Postgres provides backend storage for analytic results. The data in Postgres is also mounted to shared storage in the event that the service goes down.
Not pictured in the diagram, the autoscaler manages the spinning up/down of analytic pods. It is not necessary to run the system but is recommended to be used in k8s deployments when GPU based analytics are running. Since GPUs can only be wholly allocated to a single analytic at one time the autoscaler will shut down analytic pods that are waiting to use the GPU.
Since these microservices are created as Docker Images it is recommended that the system is deployed in a Kubernetes cluster. We have provided several options for standing up the system.
Its important to note that these repositories use Minikube as an example cluster set up, it is the user's responsibilty if they wish to extend to a multi-node cluster configuration.
Coming soon!
Please visit the medifor-helm-chart repository.

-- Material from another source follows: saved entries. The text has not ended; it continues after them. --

PR #2813, opened 2025-03-09
Added test from #1889

jaadams5:
This test was originally written for https://github.com/kolmafia/kolmafia/pull/1889

It is believed that https://github.com/kolmafia/kolmafia/pull/2808 is an alternative solution to the same problem that so far has not had the intermittent race condition when using Deck of Every Cards which is the primary reason 1889 has not be committed.

Capturing the test is a step towards closing 1889 without being committed.


jaadams5:
Making it draft until understand why test fails.

jaadams5:
#1889 and #2808 don't fix the same problem.  This test failing without #1889 gives hope to the possibility that this is a reasonable test for #1889.  So this can be closed without committing.  The lint changes here were pushed to #1889.

jaadams5:
Closing.  See above.

PR #3194, opened 2025-12-05
Skeleton of Crimbo Past coinmaster

gausie:
Adds coinmaster for the SoCP including daily special. I added a check on session refresh before seeing the [`visit($coinmaster)`](https://wiki.kolmafia.us/index.php?title=Visit) function which suggests that perhaps was previously considered an exercise left to the user? I'd rather keep it though and potentially change other rotating shops to follow this pattern. Thoughts welcome.

### DIFF
--- a/test/net/sourceforge/kolmafia/session/ChoiceControlTest.java
+++ b/test/net/sourceforge/kolmafia/session/ChoiceControlTest.java
@@ -1762,6 +1762,7 @@ class ChoiceControlTest {
       assertThat("_crimboPastSmokingPope", isSetTo(true));
       assertThat("_crimboPastPrizeTurkey", isSetTo(true));
       assertThat("_crimboPastMedicalGruel", isSetTo(true));
+      assertThat("_crimboPastDailySpecial", isSetTo(false));
       assertThat("_crimboPastDailySpecialItem", isSetTo(ItemPool.ELVEN_SOCKS));
       assertThat("_crimboPastDailySpecialPrice", isSetTo(442));
 


src/net/sourceforge/kolmafia/request/coinmaster/SkeletonOfCrimboPastRequest.java
```diff
@@ -0,0 +1,239 @@
...
+
+    if (itemId != -1) {
+      CoinMasterRequest.buyStuff(data, itemId, 1, false);
+    }
+
+    return true;
+  }
+
+  public static String accessible() {
+    var ownsFamiliar = KoLCharacter.ownedFamiliar(FamiliarPool.SKELETON_OF_CRIMBO_PAST).isPresent();
```
midgleyc, line 195: general question: what happens if you try to access the shop with a comma pretending to be a crimbo past spirit, but you don't have a crimbo past spirit?

test/internal/helpers/Player.java
```diff
@@ -877,6 +877,18 @@ public static Cleanups withFamiliarInTerrarium(final int familiarId, final int e
     return new Cleanups(() -> KoLCharacter.removeFamiliar(familiar));
   }
 
+  /**
+   * Adds familiar to player's terrarium, but does not take it out
```
midgleyc: Removes

test/internal/helpers/Player.java
```diff
@@ -877,6 +877,18 @@ public static Cleanups withFamiliarInTerrarium(final int familiarId, final int e
...
+   *
+   * @param familiarId Familiar to add
```
midgleyc: to remove

src/net/sourceforge/kolmafia/request/coinmaster/SkeletonOfCrimboPastRequest.java
gausie: I guess it probably works. We should test and I can either update here or in a later PR

PR #3207, opened 2025-12-13
refactor: convert Jarlsberg's Cosmic Kitchen to coinmaster 

midgleyc:


gausie:
It seems alright to me if it works

PR #3259, opened 2025-12-28
chore: update rhino library version in classpath from 1.7.15 to 1.8.1

xn:
I was poking around looking for what version of rhino y'all were using and I saw the classpath wasn't updated in [3199](https://github.com/kolmafia/kolmafia/pull/3199)

I know it's teeny and inconsequential, but it's a start.

### DIFF
--- a/.classpath
+++ b/.classpath
@@ -22,7 +22,7 @@
 	<classpathentry kind="lib" path="src/jar/svnkit-cli-1.10.2.jar"/>
 	<classpathentry kind="lib" path="src/jar/svnkit-javahl16-1.10.2.jar"/>
 	<classpathentry kind="lib" path="src/jar/trilead-ssh2-1.0.0-build222.jar"/>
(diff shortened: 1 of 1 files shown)


gausie (approved):
Thank you!

gausie:
> Looks like `.classpath` is a file used only by Eclipse. Question for the dev team: is anyone still using Eclipse?
> 
> 
> 
> Given we didn't notice the file hadn't been updated, perhaps we should consider deleting it entirely.

Didn't see this. Happy to just keep it for now in any case, but we can also remove

midgleyc:
Sure, happy to merge (as a strict improvement) and we can consider deleting at a later date.

jaadams5:
> Sure, happy to merge (as a strict improvement) and we can consider deleting at a later date.

This would not be the first time an Eclipse user committed an Eclipse specific configuration file so when we have time and interest we should investigate it.  That said I do think one of the core devs does use Eclipse at least occasionally so we should check.

PR #3263, opened 2025-12-31
Skeleton modifies concoction database when it visits

### LINKED ISSUE #3243: Items "available" from multiple coinmasters may use an inaccessible one through "create"
Reported on or after r28808, https://discord.com/channels/466605739838930955/1225972355730247800/1451687677358248049

Image

bphillab:
I think this resolves #3243 
image

### DIFF
--- a/test/net/sourceforge/kolmafia/request/coinmaster/SkeletonOfCrimboPastRequestTest.java
+++ b/test/net/sourceforge/kolmafia/request/coinmaster/SkeletonOfCrimboPastRequestTest.java
@@ -86,14 +86,13 @@ class SkeletonOfCrimboPastRequestTest {
 
   @Test
   public void dailySpecialPopulatesInConcoctionPool() {
-    // Item 10883 is "Crimbo snack mix" (descid 957545937)
     String responseText =
-        "value=\"Daily Special: candy egg deviler\"></td><td valign=center><img style=\"margin-right: 1em;  cursor:pointer;\" onclick=\"descitem(477053908)\" alt=\"candy egg deviler\" title=\"candy egg deviler\" src=\"/images/itemimages/deviler.gif\" height=\"30\" width=\"30\" />(1315 knucklebones)";
+        "Daily Special: candy egg deviler> onclick=\"descitem(477053908)\"  />(1315 knucklebones)";
 
     SkeletonOfCrimboPastRequest.visit(responseText);
 
     // Verify it is in the ConcoctionPool
-    var concoction = ConcoctionPool.get(ItemPool.RETHINKING_CANDY_BOOK);
+    var concoction = ConcoctionPool.get(ItemPool.CANDY_EGG_DEVILER);
     assertThat(concoction, notNullValue());
     assertThat(concoction.getPurchaseRequest(), notNullValue());
     assertThat(


test/net/sourceforge/kolmafia/request/coinmaster/SkeletonOfCrimboPastRequestTest.java
```diff
@@ -54,4 +65,39 @@ void exitsTheShopChoice() {
       assertPostRequest(requests.getFirst(), "/choice.php", "whichchoice=1567&option=5");
     }
   }
+
+  @Test
+  public void canRegisterDailySpecial() {
+    // Daily Special: <item description link> (10 knucklebones)
+    String responseText =
+        "Daily Special: <a class=\"nounder\" href=\"descitem(352309634)\"><b>rethinking cnady</b></a> (10 knucklebones)";
```
gausie, line 73: cnady?

test/net/sourceforge/kolmafia/request/coinmaster/SkeletonOfCrimboPastRequestTest.java
```diff
@@ -54,4 +65,39 @@ void exitsTheShopChoice() {
...
+    assertThat(Preferences.getInteger("_crimboPastDailySpecialPrice"), is(10));
+    assertThat(
+        Preferences.getBoolean("_crimboPastDailySpecial"),
+        is(false)); // false means "not yet bought"
+  }
+
+  @Test
+  public void dailySpecialPopulatesInConcoctionPool() {
+    String responseText =
+        "Daily Special: candy egg deviler> onclick=\"descitem(477053908)\"  />(1315 knucklebones)";
```
gausie, line 90: Please use real tect from the game, otherwise how useful is the test?

test/net/sourceforge/kolmafia/request/coinmaster/SkeletonOfCrimboPastRequestTest.java
```diff
@@ -54,4 +65,39 @@ void exitsTheShopChoice() {
...
+    SkeletonOfCrimboPastRequest.visit(responseText);
+
+    // Verify it is in the ConcoctionPool
+    var concoction = ConcoctionPool.get(ItemPool.CANDY_EGG_DEVILER);
+    assertThat(concoction, notNullValue());
+    assertThat(concoction.getPurchaseRequest(), notNullValue());
+    assertThat(
+        concoction.getPurchaseRequest().getShopName(),
+        is(SkeletonOfCrimboPastRequest.SKELETON_OF_CRIMBO_PAST.toString()));
+    assertThat("Has more than 1 ingredient", concoction.getIngredients().length, is(1));
```
gausie, line 101: Is this more than 1 or 1?

test/net/sourceforge/kolmafia/request/coinmaster/SkeletonOfCrimboPastRequestTest.java
```diff
@@ -54,4 +65,39 @@ void exitsTheShopChoice() {
...
+    assertThat(
+        Preferences.getInteger("_crimboPastDailySpecialItem"), is(ItemPool.RETHINKING_CANDY_BOOK));
+    assertThat(Preferences.getInteger("_crimboPastDailySpecialPrice"), is(10));
+    assertThat(
+        Preferences.getBoolean("_crimboPastDailySpecial"),
+        is(false)); // false means "not yet bought"
+  }
+
+  @Test
+  public void dailySpecialPopulatesInConcoctionPool() {
```
gausie, line 88: Perhaps it might be better to test this more end-to-end. It simply being in the concoction pool doesn't verify that "create" works properly

test/net/sourceforge/kolmafia/request/coinmaster/SkeletonOfCrimboPastRequestTest.java
midgleyc: That message is what gets printed if the assertion fails, so it's supposed to be 1.

src/net/sourceforge/kolmafia/request/coinmaster/SkeletonOfCrimboPastRequest.java
```diff
@@ -128,7 +130,9 @@ private static boolean applySpecial() {
     prices.entrySet().removeIf(e -> e.getKey() < ItemPool.SMOKING_POPE);
     prices.put(item.getItemId(), price);
     SKELETON_OF_CRIMBO_PAST.registerPurchaseRequests();
-
+    Concoction conc = ConcoctionPool.get(item);
+    conc.resetIngredients();
```
midgleyc, line 134: this is perhaps a bit hacky

the research to realise this is the problem is good, but also the existing concoction is using an inaccessible shop (right?), so "create" shouldn't consider it available. So there's still something wrong in the code.

bphillab: Yeah, and this was the piece I was concerned about. Maybe I should have just started more of a discussion.

The solution then is probably completely different then. (ie targeting invalid concoctions at the start)

test/net/sourceforge/kolmafia/request/coinmaster/SkeletonOfCrimboPastRequestTest.java
gausie: Ah nice ok

PR #3269, opened 2026-01-01
feat: club 'em skills limits

midgleyc:


midgleyc:
You'd have to tag it with the skill name and the limit and the type, which is practically all that goes in dailylimits.txt anyway. So I don't think it's worth combining the files.

PR #3273, opened 2026-01-02
feat: angelbone, devilbone, wire-crossin' elf

midgleyc:
wire-crossin' elf has been made available by gausie and should be in eggnet shortly.


jaadams5:
What is eggnet?  I can get some background from https://wiki.kingdomofloathing.com/Tools but does it do anything for a player who doesn't have a chest mimic?

midgleyc:
No, but it means that it'll be an easy source for many people in the future.

It's also available through OnlyFax.

PR #3275, opened 2026-01-03
feat: convert unarmed to an expression

midgleyc:
Likely the cause of issues around passive skills not being recognised, see e.g. https://kolmafia.us/threads/mafia-sometimes-loses-track-of-liver-capacity-modifiers-when-changing-equipment.32301/


midgleyc:
Not particularly a fan of all the statics dotted around on Modifiers but changing that would be a more extensive refactor.

Nice that maximizer has enough tests to feel confident changing Unarmed in the first place.

PR #3287, opened 2026-01-06
Expose more advanced maximizer function to ASH, and current_score function

soolar:
I believe this PR is ready for proper review now! It introduces a new form of the `maximize` ASH function that allows the user to specify `EquipScope` and maximizer filters and get the text that follows the `display` string, as well as a `current_maximizer_score` function that allows arbitrary `Evaluator` usage from ASH.

Also fixes a bug where the wish filter for the maximizer didn't actually do anything, and wishes were instead categorized under the "other" filter.

Here is the forum thread where I requested this feature change, by the way: https://kolmafia.us/threads/minor-change-to-ash-maximize-detailed-function-output.32353/

### DIFF
--- a/src/net/sourceforge/kolmafia/objectpool/ItemPool.java
+++ b/src/net/sourceforge/kolmafia/objectpool/ItemPool.java
@@ -4008,6 +4008,7 @@ public class ItemPool {
   public static final int PRIZE_TURKEY = 12053;
   public static final int MEDICAL_GRUEL = 12054;
   public static final int THE_ETERNITY_CODPIECE = 12067;
+  public static final int ANGELBONE_TOTEM = 12069;
   public static final int LEGENDARY_SEAL_CLUBBING_CLUB = 12134;
 
   private ItemPool() {}
--- a/src/net/sourceforge/kolmafia/request/UseSkillRequest.java
+++ b/src/net/sourceforge/kolmafia/request/UseSkillRequest.java
@@ -156,6 +156,7 @@ public class UseSkillRequest extends GenericRequest implements Comparable<UseSki
         new BuffTool(ItemPool.PRIMITIVE_ALIEN_TOTEM, 25, false, null),
         new BuffTool(ItemPool.FLAIL_OF_THE_SEVEN_ASPECTS, 15, false, null),
         new BuffTool(ItemPool.CHELONIAN_MORNINGSTAR, 10, false, null),
+        new BuffTool(ItemPool.ANGELBONE_TOTEM, 6, false, null),
         new BuffTool(ItemPool.MACE_OF_THE_TORTOISE, 5, false, null),
         new BuffTool(ItemPool.OUIJA_BOARD, 2, true, null),
         new BuffTool(ItemPool.TURTLE_TOTEM, 0, false, null),


soolar:
> The duration is only displayed if the preference "verboseMaximizer" is true, so you probably want to expose the duration directly.

Hmm, tough call, because you don't get any of this info without verboseMaximizer actually, I changed that setting so long ago I forgot it existed. I might add a check that removes the afterdisplay string if verboseMaximizer isn't true... Or I could make this function always act as if verboseMaximizer is on (setting it back to false if it was before returning ofc).

Also, I added some more code (that also still needs tests for the time being while I also test it out a bit in action locally).

src/net/sourceforge/kolmafia/textui/RuntimeLibrary.java
```diff
@@ -9111,11 +9119,24 @@ public static Value maximize(
...
     }
 
     return value;
   }
 
+  public static Value last_maximizer_score(ScriptRuntime controller) {
+    if (Maximizer.eval == null) {
+      return DataTypes.makeFloatValue(0);
+    }
+    double current = Maximizer.eval.getScore(KoLCharacter.getCurrentModifiers());
```
midgleyc: this will return the last evaluation for your current modifiers (i.e. not the maximizer modifiers), which is not really the same thing as the last score.

test/root/scripts/maximizer_result.ash
```diff
@@ -28,3 +50,12 @@ print("score = " + result.score);
 print("effect = " + result.effect);
 print("item = " + result.item);
 print("skill = " + result.skill);
+
+MaximizerResultFull resultFull = do_maximize_full("fishing skill", 0, 0, true, "");
```
midgleyc: can you make a nontrivial test, e.g. something that shows `wish` working the way you expect it to?

you'll probably have to move the code out into `RuntimeLibraryTest.java` so you can add items to the inventory with `Cleanups`.

src/net/sourceforge/kolmafia/textui/RuntimeLibrary.java
soolar: Mmmm, true, it would update as you change your modifiers. That's still good enough for my personal use case, so I could either rename the method (something like `last_maximizer_string_current_score`) or look in to getting the behavior I actually named it for.

Really though the ideal function would be something like `float maximizer_score(string max)` where you can specify the maximizer string instead of needing to rerun the maximizer, I just... didn't see a super straightforward way to achieve that. I'll dig a little more and see if I can achieve that.

soolar: Oh wait, I do see a straightforward way to achieve that now that I'm digging more.

midgleyc: does `Maximizer.best.getScore()` not work?

soolar: To make it take an arbitrary string I made Evaluator's constructor that takes a string public and used that to avoid the need to run a full maximization pass for this function.

test/root/scripts/maximizer_result.ash
soolar: I'm in the process of doing so (having difficulty figuring out how to get wishes to show up in the maximizer in a test though) but I'm going to keep the trivial case test here in addition because the original form of this test case is how I quickly realized the problem with changing the return type of the existing method.

src/net/sourceforge/kolmafia/textui/RuntimeLibrary.java
```diff
@@ -2567,6 +2585,18 @@ private static VariableReference namedParam(String name, Type type) {
...
+        List.of(
+            namedParam("maximizerStringValue", DataTypes.STRING_TYPE),
+            namedParam("maxPriceValue", DataTypes.INT_TYPE),
+            namedParam("priceLevelValue", DataTypes.INT_TYPE),
+            namedParam("equipScope", DataTypes.INT_TYPE),
+            namedParam("filters", DataTypes.STRING_TYPE));
+    functions.add(new LibraryFunction("maximize", maximizerResultFullArray, params));
+
+    params = List.of(namedParam("evaluationString", DataTypes.STRING_TYPE));
+    functions.add(new LibraryFunction("current_score", DataTypes.FLOAT_TYPE, params));
```
midgleyc: `current_maximizer_score` instead of `current_score`, please

`current_score` is too vague

src/net/sourceforge/kolmafia/maximizer/Maximizer.java
```diff
@@ -98,29 +98,43 @@ public class Maximizer {
...
     KoLmafiaCLI.isExecutingCheckOnlyCommand = false;
 
-    Maximizer.maximize(equipScope, maxPrice, priceLevel, false, EnumSet.allOf(filterType.class));
+    Maximizer.maximize(equipScope, maxPrice, priceLevel, false, filter);
 
     if (!KoLmafia.permitsContinue()) {
       return false;
     }
 
+    if (Maximizer.best == null) {
```
midgleyc: I don't think this is right. It was never null before your change, so how could it be null afterwards?

soolar: I don't fully understand either tbh. But when I try to run the new form of the maximize ash function prior to any other maximizer runs in the session without this change, it's always null. I agree this is probably not the right way to fix that though... Just not 100% sure what is.

test/net/sourceforge/kolmafia/textui/RuntimeLibraryTest.java
```diff
@@ -1790,6 +1790,88 @@ public void itShouldUnequipThenEquip(String whichCase) {
...
+        out2 = execute(cmd2);
+        out3 = execute(cmd3);
+      }
+
+      assertFalse(out1.isEmpty());
+      assertTrue(out1.contains("equip back makeshift cape"));
+
+      assertFalse(out2.isEmpty());
+      assertTrue(out2.contains("equip back makeshift cape"));
+      assertTrue(out2.contains("make &amp; equip hat Mark IV Steam-Hat"));
```
soolar, line 1863: Huh, for some reason in this test it wants to pull the ice pick when running as part of all tests, but when just running maximizer tests it works properly. Presumably a problem with my cleanups? I've tried specifying `withRonin(true)` as an addition though and that didn't help...

jaadams5: It could be that some test that used an ice pick did not clean up properly.  I'll try and take a look.

jaadams5: Never mind.  I looked at the test and superficially it looks like the problem is not the test setup.

Still on my list, though.

jaadams5: I need to take a break.  But I added code that called internal.helpers.Maximizer.getBoosts(); before each execution.  I printed the size of the boost array.  When I run the test alone the array is empty before the first call to the maximizer.  But when I run all the tests it already has one entry on the first call.  Since the boosts are a static member something is clearly leaking.  Not sure whether that was always the case but...

src/net/sourceforge/kolmafia/maximizer/Maximizer.java
soolar: I THINK this is the last real problem to solve for this PR, but I'm not sure what to do for it...

soolar: Huh. I got rid of these lines and am no longer seeing the issue. I guess some other change in main fixed the underlying issue, or something...?

PR #3292, opened 2026-01-08
Make Coinmasters list searchable

gausie:
- **Add option for searchable selector panels, and enable for the coinmaster panel**
- **Make clicking things open the right Coinmaster**


midgleyc:
`StringUtilities.getMatchingNames`, which we use elsewhere, uses fuzzy matching but also a bunch of other stuff

Fuzzy matching does e.g. let you search "crb" for Cosmic Ray's Bazaar.

PR #3295, opened 2026-01-09
feat: decorate valhalla with codpiece gems

midgleyc:


src/net/sourceforge/kolmafia/webui/ValhallaDecorator.java
```diff
@@ -571,6 +574,35 @@ private static void switchFolderHolder(StringBuffer buffer) {
...
+    StringBuilder builder = new StringBuilder();
+
+    if (!InventoryManager.equippedOrInInventory(ItemPool.THE_ETERNITY_CODPIECE)) {
+      return;
+    }
+
+    builder.append("Eternity Codpiece: ");
+    for (var slot : SlotSet.CODPIECE_SLOTS) {
+      AdventureResult gem = EquipmentManager.getEquipment(slot);
+      if (gem != null) {
```
gausie, line 587: Rather than print nothing here we could prompt to fill a slot, might help someone out who accidentally only adds 4 gems. And will make the ui less weird if someone has an empty codpiece.

midgleyc: it prints `(none)`, the `name` of `UNEQUIP`.

gausie: Slay

PR #3298, opened 2026-01-10
fix: You can buy/access stores without a buy action

bphillab:
Trying to fix this issue:
https://kolmafia.us/threads/coinmaster-cli-command-does-not-work-with-socp-shop.32035/

It appeared to also impact other choice.php based coinmasters.

It looks like we rely on getBuyAction to gate whether we can buy from a store. This fix removes that requirement and adjusts some others to look at more than just getBuyAction.

### DIFF
--- a/src/net/sourceforge/kolmafia/textui/command/TaleOfDreadCommand.java
+++ b/src/net/sourceforge/kolmafia/textui/command/TaleOfDreadCommand.java
@@ -80,7 +80,7 @@ public class TaleOfDreadCommand extends AbstractCommand {
             "inv_use.php?pwd&which=3&whichitem=" + ItemPool.TALES_OF_DREAD + "&ajax=1");
     RequestThread.postRequest(request);
 
-    if (!request.responseText.contains("<b>Tales of Dread</b>")) {
+    if (!request.responseText.contains(">Tales of Dread</b>")) {
       KoLmafia.updateDisplay(MafiaState.ERROR, "You don't own the Tales of Dread");
       return;
     }


src/net/sourceforge/kolmafia/textui/parsetree/ProxyRecordValue.java
```diff
@@ -1972,7 +1972,7 @@ public boolean get_buys() {
     }
 
     public boolean get_sells() {
-      return this.content != null && ((CoinmasterData) this.content).getBuyAction() != null;
+      return this.content != null;
```
midgleyc: for these two, instead of checking `getBuyAction` and `getSellAction`, check `getBuyItems` and `getSellItems` not being null or empty

src/net/sourceforge/kolmafia/textui/command/CoinmasterCommand.java
```diff
@@ -60,11 +60,11 @@ public void run(final String cmd, String parameters) {
 
     if (isBuy) {
       action = data.getBuyAction();
-      if (action == null) {
+      List<AdventureResult> buylist = data.getBuyItems();
+      if (action == null && buylist == null) {
```
midgleyc: check buylist null or empty, don't check action at all

src/net/sourceforge/kolmafia/textui/command/CoinmasterCommand.java
```diff
@@ -81,7 +81,8 @@ public void run(final String cmd, String parameters) {
       }
     } else {
       action = data.getSellAction();
-      if (action == null) {
+      List<AdventureResult> selllist = data.getSellItems();
+      if (action == null && selllist == null) {
```
midgleyc: check selllist null or empty, don't check action at all

midgleyc (changes requested):
see comments, some tests would also be nice

testing the proxy record is easiest in RuntimeLibraryTests, but you could also do it in CustomScriptTests. You want to confirm the following, e.g.:
* dimesmaster: buy and sell
* big brother: sell true, buy false

no shops only sell -- technically the Central Loathing Floral Mercantile Exchange only sells, but it's implemented in such a way that Mafia doesn't know that (using shop rows, which don't distinguish between buy and sell)

for the command test, look at AutumnatonCommandTest or SaberCommandTest. You don't need to test the emitted HTML, I think, so SaberCommandTest is a good pick. If you think you do, look at AutumnatonCommandTest to see one way of setting up the fake HTML client.

src/net/sourceforge/kolmafia/textui/command/CoinmasterCommand.java
bphillab: I think I'm going to remove this check based on what's happened so far with the store that only sells.

bphillab:
I hope you don't mind, but decided to use skeleton of crimbo past for the proxy test rather than big brother since that was the thing that alerted us to this stuff.

I merged in a set of tests for coinmaster command that are likewise skeleton of crimbo past centric for a similar reason.

I wanted to thank you for your patience and help on this.

midgleyc (approved):
Thanks!

PR #3303, opened 2026-01-11
fix: Updating standard rewards for 2026

bphillab:
Fixing bug:
https://kolmafia.us/threads/2026-standard-gear-pulverizes-into-twinkly-stuff-according-to-mafia.32376/


bphillab:
A knock against this pull is that I didn't update the shoprows for the 2025 standard rewards since I don't have that at the moment.

midgleyc (approved):
whoops, I thought just changing standard-pulverization.txt would be enough. Thanks!

PR #2, opened 2015-01-02
Fixed README

gabipurcaru:
I've renamed README to README.md (since it's actually 99% in markdown syntax) and also added markdown-style links.


martanne:
Thanks for your contribution! Do you happen to know whether it is possible to instruct github to interpret the README as Markdown without changing the file extension?

In any case I will probably apply your changes later on.

gabipurcaru:
I don't think so; see this for more details: https://github.com/github/markup/issues/3. A proposed workaround is to symlink README.md to README

twe4ked:
If you want to keep the references at the bottom you can use the following syntax:

```
It all started when I was recently reading the excellent [Project Oberon][0],

[0]: http://www.inf.ethz.ch/personal/wirth/ProjectOberon/
```

If you [view the rendered README](https://github.com/gabipurcaru/vis/blob/f581025ded87f05ee733e898024632cf6560aeb6/README.md) there are a few places that need a bit of work. A few things under the _vis a vim like frontend_ section stick out to me. Tables are supported in [GitHub Flavoured Markdown](https://help.github.com/articles/github-flavored-markdown/) which might work well for the _Movements_ section and would still be readable in plain text. If that seems to hard to maintain perhaps they could be code blocks.

On a side note, you can also use the `.markdown` extension which Gruber [recommends](http://daringfireball.net/linked/2014/01/08/markdown-extension).

martanne:
I've now updated the README and converted it to Markdown (could probably still be improved).

PR #5, opened 2015-01-02
Changes to support compilation on OSX

fiveminuteargument:
Should be totally safe, but only able to test on OSX.


connerbrooks:
:+1:

martanne:
Thanks! I pushed a change which should also support a couple of other *nix systems.

Hopefully I didn't screw up the OS X related part.

fiveminuteargument:
Great - your way looks much nicer! Thanks for the feedback.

This is a quick and easy way to standup the system via docker-compose.
Please see the MediforUI repository for this. The development environment leverages docker-compose
.
The MediFor system is designed to run on a Unix-based system, preferably some flavor of Linux. There are no plans to adapt it for a Windows system.
If you have a windows machine it is recommended to set up a VM or dual-boot Linux (we have been using Debian based distributions).
This depends largely on your experience with kubernetes. If you don't have much experience its recommended to use the medifor-helm-chart repo and stand it up in minikube which is fairly straight forward.
This system was designed to leverage Docker containers as standalone microservices, it will not be adapted to use VMs or a different container runtime.
You will need access to the medifor docker registry to pull images along with access to the analytic descriptions and requirements page for information about these analytics. All of the deployment repositories (K8s, MicroK8s, Helm Chart) provide further instruction on adding these analytics once you have access.
You may need to email [email protected] to get access to these resources.
You will need to add a "fusion analytic" to your system. These are a special type of analytic that provide a composite score for an upload based on the scores from the standard analytics in the system. The process is similar to adding standard analytics.
All of the deployment repos will have a default fusion analytic.